Filter the data below for the string "README" and copy each matching line.

Entries shown START

PR #766, opened 2026-07-07
Document client configuration from environment

eamsden:
## What changed

- Adds root README documentation for loading client connection options from temporal.toml and environment variables.

## Notes

- Split out from the Lambda branch so the README client configuration docs can be reviewed separately.

### DIFF
--- a/README.md
+++ b/README.md
@@ -276,6 +276,26 @@ var client = await TemporalClient.ConnectAsync(new("my-namespace.a1b2c.tmprl.clo
 });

Entries shown END

** Exercise output **
- Adds root README documentation for loading client connection options from temporal.toml and environment variables.
- Split out from the Lambda branch so the README client configuration docs can be reviewed separately.
--- a/README.md
+++ b/README.md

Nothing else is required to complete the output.